The Shrinking of the Hobbit’s Brain

Where do Hobbits come from? No, not the little humanoids in the J. R. R. Tolkien books, but Homo floresiensis, the 1-meter-tall human with the chimp-sized brain that lived on the Indonesian island of Flores between 90,000 and 13,000 years ago. There are two main hypotheses: either the creature downsized from H. erectus, a human ancestor that lived in Africa and Asia and that is known to have made it to Flores about 800,000 years ago and may have shrunk when it got there—a case of so-called “insular dwarfism” often seen in other animals that get small when they take up residence on islands. Or it evolved from an even earlier, smaller-brained ancestor, such as the early human H. habilis or an australopithecine like Lucy, that somehow made it to Flores from Africa. The insular dwarfism hypothesis had fallen out of favor recently, however, because many researchers thought that the Hobbit’s brain, often estimated at 400 cubic centimeters in volume, was too small to have evolved from the larger H. erectus brain, which was at least twice as big. But a new study, published online today in the Proceedings of the Royal Society B, finds from CT scans of the Hobbit’s brain that it was actually about 426 cubic centimeters in volume. The team calculates that this is big enough to make the island dwarfism hypothesis considerably more plausible once the body size differences between the Hobbit and H. erectus—which was nearly twice as tall—are adjusted for.

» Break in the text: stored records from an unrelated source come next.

PR #3136, opened 2024-02-24
Use TypedElement.type for Lifeline and other types

### LINKED ISSUE #2514: Lifeline and message traceability to Block/Actor/Property
Lifelines are currently untyped or referenced to other blocks which inhibits traceability between behaviors (operations) and components. I would like to be able to assign types to lifelines (from other preexisting blocks). Alternatively, (better) would be to display existing parts (blocks or Actors) on interaction diagrams as lifelines so they are inherently tied together with the associated messages/operations. 

See SysML Table 12.1. "The Sequence diagram describes the flow of control between actors and systems (blocks) or between parts of a system."

image

The individual lifelines shown in the spec are pre-existing components in the model. Either an unnamed block (just typed), a named block (e.g., a typed property from an internal block diagram), or an actor. Creating lifelines from blocks/actors/properties may be the more optimal route as opposed to adding a type selector for a lifeline.

Related: the SysML site specifically calls out avoiding using strings as the messages and instead using operations/signals. It would be useful if new messages introduced in the interaction diagrams could be tied back to their source block/actor as operations. Auto-assigning the operation to the source block might work initially. However, it may be desirable to assign operations to ports on the source block instead of the block itself. The corollary is that operations already defined on the originating block (or its ports) could be selected when inserting a message instead of generating a new operation on the source components.

image

#### Example
Shown below is the intended end goal with an interface behavior diagram and accompanying port definition for the control unit taken from Holt, "Systems engineering demystified", Pakt, 2023

image

image

Noted above

amolenaar:
### PR Type

- [x] Bug fix
- [ ] Feature

Lifeline should show name of represented type (`ConnectableElement`)

Issue Number: Fixes #2514

### What is the new behavior?

Show represented name and type.

In addition I changed all cases where `TypedElement.typeValue` is used to also check for `TypedElement.type.name`. In all cases `type` takes precedence over `typeValue`, since type is actually linked to a model element and `typeValue` is something specifically added for Gaphor.

Also fixed messages: when attached to "life lines" without an actual lifeline, they act as a communication diagram.
In this case, lines so not need to be horizontal.

- [ ] Yes
- [x] No

### Other information

It would be nice if the Property Editor also shows settings for elements selected in the Model Browser. E.g. now it's not possible to change the attribute type easily.

### DIFF
--- a/gaphor/UML/umlfmt.py
+++ b/gaphor/UML/umlfmt.py
@@ -52,10 +52,10 @@ def format_property(
         s.append(name)
 
     if type:
-        if el.typeValue:
-            s.append(f": {el.typeValue}")
-        elif el.type and el.type.name:
+        if el.type and el.type.name:
             s.append(f": {el.type.name}")
+        elif el.typeValue:
+            s.append(f": {el.typeValue}")
 
     if multiplicity:
         s.append(format_multiplicity(el))
@@ -163,7 +163,9 @@ def format_parameter(
 
     s.append(name or "")
 
-    if type and el.typeValue:
+    if el.type and el.type.name:
+        s.append(f": {el.type.name}")
+    elif type and el.typeValue:
         s.append(f": {el.typeValue}")
 
     if multiplicity:
--- a/gaphor/UML/umlfmt.py
+++ b/gaphor/UML/umlfmt.py
@@ -163,10 +163,11 @@ def format_parameter(
 
     s.append(name or "")
 
-    if el.type and el.type.name:
-        s.append(f": {el.type.name}")
-    elif type and el.typeValue:
-        s.append(f": {el.typeValue}")
+    if type:
+        if el.type and el.type.name:
+            s.append(f": {el.type.name}")
+        elif el.typeValue:
+            s.append(f": {el.typeValue}")
 
     if multiplicity:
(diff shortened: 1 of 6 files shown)


gaphor/UML/umlfmt.py
```diff
@@ -163,7 +163,9 @@ def format_parameter(
 
     s.append(name or "")
 
-    if type and el.typeValue:
+    if el.type and el.type.name:
+        s.append(f": {el.type.name}")
+    elif type and el.typeValue:
```
amolenaar, line 168:
```suggestion
    if type and el.type and el.type.name:
        s.append(f": {el.type.name}")
    elif type and el.typeValue:
```

gaphor/UML/umlfmt.py
```diff
@@ -163,7 +163,9 @@ def format_parameter(
...
         s.append(f": {el.typeValue}")
```
amolenaar, line 169:
```suggestion
    if type:
        if el.type and el.type.name:
            s.append(f": {el.type.name}")
        elif el.typeValue:
            s.append(f": {el.typeValue}")
```

danyeaw (approved):
These updates look really nice, thanks @amolenaar!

Drug Could Improve Working Memory of People with Autism

People with an Autism Spectrum Disorder (ASD) often have trouble communicating and interacting with others because they process language, facial expressions and social cues differently. Previously, researchers found that propranolol, a drug commonly used to treat high blood pressure, anxiety and panic, could improve the language abilities and social functioning of people with an ASD. Now, University of Missouri investigators say the prescription drug also could help improve the working memory abilities of individuals with autism.

Working memory represents individuals’ ability to hold and manipulate a small amount of information for a short period; it allows people to remember directions, complete puzzles and follow conversations. Neurologist David Beversdorf and research neuropsychologist Shawn Christ found that propranolol improves the working memory performance of people with an ASD.

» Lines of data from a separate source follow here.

PR #3144, opened 2024-02-25
Clean up property pages

amolenaar:
### PR Type

- [ ] Bug fix
- [x] Feature

Property editors are often (but not always) encapsulated in a `GtkExpander`. There's little need for that, since the number of editors is not *that* long.

Issue Number: N/A

### What is the new behavior?

Simplify property editors. 

* Info/help boxes are now placed on a more logical place.
* Expanders have been removed.
* _Show Xxx_ switches are placed after data entry.

- [ ] Yes
- [x] No

### Other information

This will make it easier to split model and view based properties in the future. In the end we want to be able to use the property editor for elements selected in the Model Browser.

image

### DIFF
--- a/gaphor/SysML/propertypages.ui
+++ b/gaphor/SysML/propertypages.ui
@@ -2,11 +2,12 @@
 <interface>
   <requires lib="gtk" version="4.0" />
 
-  <object class="GtkExpander" id="item-flow-editor">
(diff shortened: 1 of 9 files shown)


danyeaw (approved):
Hi @amolenaar, this is a really nice simplification - this gives the Property Pages a much cleaner look!

PR #3145, opened 2024-02-25
Update dependencies and translations

danyeaw:
- Update poetry to version 1.8.1. This was causing the docs to fail to build, so I had to set the virtualenv environmental variables per the readthedocs instructions
- Bump our dependencies
- Update translation files


amolenaar:
Nice to be up to date again 👍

“Seeing a tiger might signal a fight or flight response. Nowadays, a stressor such as taking an exam could generate the same response, which is not helpful,” said Beversdorf, an associate professor in the Departments of Radiology and Neurology in the MU School of Medicine. “Propranolol works by calming those nervous responses, which is why some people benefit from taking the drug to reduce anxiety.”

Propranolol increased working memory performance in a sample of 14 young adult patients of the MU Thompson Center for Autism and Neurodevelopmental Disorders but had little to no effect on a group of 13 study participants who do not have autism. The researchers do not recommend that doctors prescribe propranolol solely to improve working memory in individuals with an ASD, but patients who already take the prescription drug might benefit.

“People with an Autism Spectrum Disorder who are already being prescribed propranolol for a different reason, such as anxiety, might also see an improvement in working memory,” said Christ, an associate professor in the Department of Psychological Sciences in the MU College of Arts and Science.

Future research will incorporate clinical trials to assess further the relationship between cognitive and behavioral functioning and connectivity among various regions of the brain.

The study, “Noradrenergic Moderation of Working Memory Impairments in Adults with Autism Spectrum Disorder,” was published in the Journal of the International Neuropsychological Society. Kimberly Bodner, a psychological sciences doctoral student at MU, and Sanjida Saklayen from the Ohio State University College of Medicine co-authored the study.